其实不用萧君凡的警告,光是想起他昏迷初醒的那段日子,一听说不见了梁丝言,立刻疯了一样不顾一切要回家,等真地回去了,找不到她,砸烂了家里所有的东西摆设,人也死了大半,饭也不吃,药也不吃,成天成天只是灌酒,任杨英兰哭天抢地要死要活也没有用。周围的人多多少少都有点心有余悸,日子一久,人人都知道,在萧君凡面前,有关梁丝言的一切话题都是禁忌。

“很好。”她咬了一口面,笑着,“白天既要上课,又要去语言学校学习,有空还要去Wleelam的工作室帮忙,我很忙呢!呃,顺便跟你汇报一下,我的研究生课程已经结束了,现在法语跟德语都已经说得很不错了哦!”得意洋洋地冲着萧君凡笑了一笑。

“是吗?”君凡皱着眉,玩笑道,“这么说来,我是挖到宝了呀!”自顾咧嘴笑了一笑,刚要再说“我是不是应该给你加薪呢”,就听对面的梁丝言轻吸了口气,低声地补充道:

“细想起来,也不是很好。因为太懒太贪吃,所以生了场小病。”君凡的笑容顿时僵在了脸上。

“有多小?”他面色惨白,话一出口,才惊觉自己连声音都似乎在发抖。

她一下子不知道应该怎么回答。手术前后的那段经历,连她自己都不敢多想,又怎么舍得让他知道?

“嗯,”她想了一会儿,勉强挤出了笑容道,“反正不大就是了!啊,不说了,正吃饭呢!”掩饰着想去拿桌上的辣椒,却被萧君凡一把抓住了手腕,靠近手掌的一片皮肤青紫不一,根根血管都显得透明,他浑身一颤,发疯寻找到她的另一只手,,胡乱地撸起衣袖,顿时痛得倒抽了口气。
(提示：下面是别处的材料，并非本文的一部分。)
PR #1801, opened 2026-05-10
fix: key LibraryBook dictionaries by (ProductId, Account) to prevent collision

### LINKED ISSUE #1800: Dictionary collision when two accounts own the same book
## Summary

In `DtoImporterService/LibraryBookImporter.cs`, both dictionaries built during `upsertLibraryBooks` are keyed by `AudibleProductId` / `ProductId` alone:

```csharp
// line 48
var existingEntries = DbContext.LibraryBooks.AsEnumerable()
    .Where(l => l.Book is not null)
    .ToDictionarySafe(l => l.Book.AudibleProductId);   // ← single key

// line 51
var uniqueImportItems = ToDictionarySafe(importItems,
    dto => dto.DtoItem.ProductId ?? string.Empty,       // ← single key
    tieBreak);
```

## Impact

When two accounts own the same book, both dictionaries can only hold **one entry per `AudibleProductId`**. The second account's `LibraryBook` (or import item) silently collides with and overwrites the first.

The existing workaround on line 60–64 (`SetAccount`) attempts to patch this by reassigning the surviving record to the incoming account — but this destroys the original account's ownership record rather than preserving both.

Concretely:
- Account A and Account B both own book X
- `existingEntries["X"]` = whichever `LibraryBook` was enumerated last
- When processing Account A's import item, the lookup finds Account B's `LibraryBook`
- `SetAccount` moves it to Account A — Account B's record is gone

## Steps to reproduce

1. Sign in to two Audible accounts in Libation
2. Ensure both accounts own at least one book in common
3. Run a library scan for both accounts
4. Observe that only one account retains the shared book after the import

## Expected behaviour

Each account's `LibraryBook` entry for a shared book is tracked and updated independently.

## Fix

Key both dictionaries by a composite `(ProductId, AccountId)` so each `(book, account)` pair gets its own slot. See the linked PR.

CryptoJones:
Closes #1800

## Summary

Both dictionaries in `upsertLibraryBooks` were keyed by `AudibleProductId` / `ProductId` alone. When two accounts own the same book, the second account's entry collides with and silently overwrites the first. The existing `SetAccount` workaround would then move the surviving record to the wrong account, destroying the original account's ownership.

**Fix:** use a composite `(ProductId, AccountId)` key in both dictionaries so each `(book, account)` pair is tracked independently.

## Changes

**`DtoImporterService/LibraryBookImporter.cs`**

| | Before | After |
|---|---|---|
| `existingEntries` key | `l.Book.AudibleProductId` | `(l.Book.AudibleProductId, l.Account)` |
| `uniqueImportItems` key | `dto.DtoItem.ProductId` | `(dto.DtoItem.ProductId, dto.AccountId)` |
| Lookup | `TryGetValue(item.DtoItem.ProductId, …)` | `TryGetValue((item.DtoItem.ProductId, item.AccountId), …)` |
| Absent-book check | `!uniqueImportItems.ContainsKey(asin)` | `!uniqueImportItems.ContainsKey((asin, lb.Account))` |

The `SetAccount` workaround block is removed — it is unreachable with the composite key since the found entry is guaranteed to belong to the correct account.

The private `ToDictionarySafe<TKey, TSource>` generic helper is unchanged; `(string, string)` is a non-nullable ValueTuple so it satisfies the `where TKey : notnull` constraint.

## Test plan

- [ ] Single-account import behaves identically to before
- [ ] Two accounts sharing at least one book: both accounts retain their own `LibraryBook` after a full library scan
- [ ] `AbsentFromLastScan` is set correctly per `(book, account)` pair, not per book globally

### DIFF
--- a/Source/DtoImporterService/DtoImporterService.csproj
+++ b/Source/DtoImporterService/DtoImporterService.csproj
@@ -14,6 +14,12 @@
   </PropertyGroup>
 
   <ItemGroup>
+    <AssemblyAttribute Include="System.Runtime.CompilerServices.InternalsVisibleTo">
+      <_Parameter1>DtoImporterService.Tests</_Parameter1>
+    </AssemblyAttribute>
+  </ItemGroup>
+
+  <ItemGroup>
     <ProjectReference Include="..\AudibleUtilities\AudibleUtilities.csproj" />
     <ProjectReference Include="..\DataLayer\DataLayer.csproj" />
   </ItemGroup>
--- a/Source/DtoImporterService/LibraryBookImporter.cs
+++ b/Source/DtoImporterService/LibraryBookImporter.cs
@@ -29,17 +29,12 @@ public class LibraryBookImporter : ItemsImporterBase
 
 	private int upsertLibraryBooks(IEnumerable<ImportItem> importItems)
 	{
-		// technically, we should be able to have duplicate books from separate accounts.
-		// this would violate the current pk and would be difficult to deal with elsewhere:
-		// - what to show in the grid
-		// - which to consider liberated
-		//
-		// sqlite cannot alter pk. the work around is an extensive headache
-		// - update: now possible in .net5/efcore5
-		//
-		// currently, inserting LibraryBook will throw error if the same book is in multiple accounts for the same region.
-		//
-		// CURRENT SOLUTION: don't re-insert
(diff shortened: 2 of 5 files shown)


rmcrackan:
Closing per discussion in #1800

“小……小小的吗?”他颤声问她,只觉得疼痛像是生了翅膀一样,迅速地在五脏六腑间膨胀,他禁不住张大嘴巴急促地喘气。

“这,也叫小小的吗?”

“君凡,”她轻吸口气,忍住内心里的恐惧和难过,轻声道,“没关系,已经没事了。”反手握住他的手,浑身冰凉,身体隐隐发颤,实在是忍不住,倒抽口气,颤声道:

“不说这个了。我,我有些怕……”他的眼泪顿时滴落了下来。

心如刀绞2

没想到自己长达两年的痛苦和憎恨竟然只是个误会和谎言,萧君凡一时间无法接受。开车行驶在回家的路上,想着梁丝言那伤痕斑斑的手腕和形容间的无法掩饰的憔悴伤痛,他简直不敢想象她这两年过的是什么样的日子。生着病,一个人孤零零地在人生地不熟的异国生活,除此之外,还忍受无穷无尽地来自于他的折磨和痛苦,他想到这里就心痛得喘不过气来,这个他捧在手心里爱如珠宝的女孩子,为了自己竟然忍受那么巨大的灾难,而他呢?他都做了些什么?两年来,只是怨恨,只是责怪,只是抗拒,为什么不早点去探探她的消息,为什么不早点去看看她过的日子?他不是爱她吗?不是说过无论发生什么事,只要他还活着就永远不会放弃她的吗?他怎么没有做到?为什么没有做到?为什么没有做到呢?!他在心里一遍又一遍地责问自己,回忆在这一刻像是开了闸的洪水,一波一波地汹涌向他侵袭了过来,昔日那些幸福、美好、疼痛、灾难,原来不是没有意义,她在他身边,一直都在他身边,从来就没有离开过,想到这些,萧君凡禁不住又湿了眼眶。

被萧君凡的电话从家里叫出来的时候欧迪已经准备休息了。他这一阵子相当难得,新交了个长得颇似蔡少芬的女朋友,居然也开始转性,正儿八经地做起居家男人来了。唠唠叨叨地套上衣服,他一边开门一边还在想萧君凡找他做什么。他知道萧君凡自从两年前跟了梁丝言,早就已经“从良”,晚出早归,乐得守着个大美人儿逍遥自在。现在都已经是午夜了,又是大冬天,他老兄有什么大事儿非得这时候说啊?正在心里头嘀咕,忽然眼前猛一道黑影,定晴一看,竟是萧君凡站在自家小花圃旁。走近了几步正要开口招呼,就听到萧君凡冷冷地冒出一句:

“欧迪,你是我的朋友吗?”欧迪心下怔,正要开口说话,萧君凡已侧过身来,咬牙切齿地盯着他问:

“为什么要骗我?丝言的事,为什么要骗着我?”

“君凡,”领会到他问的是什么事情,欧迪慌忙出言解释,“你先冷静点听我说!我们这么做,都是为了你好!”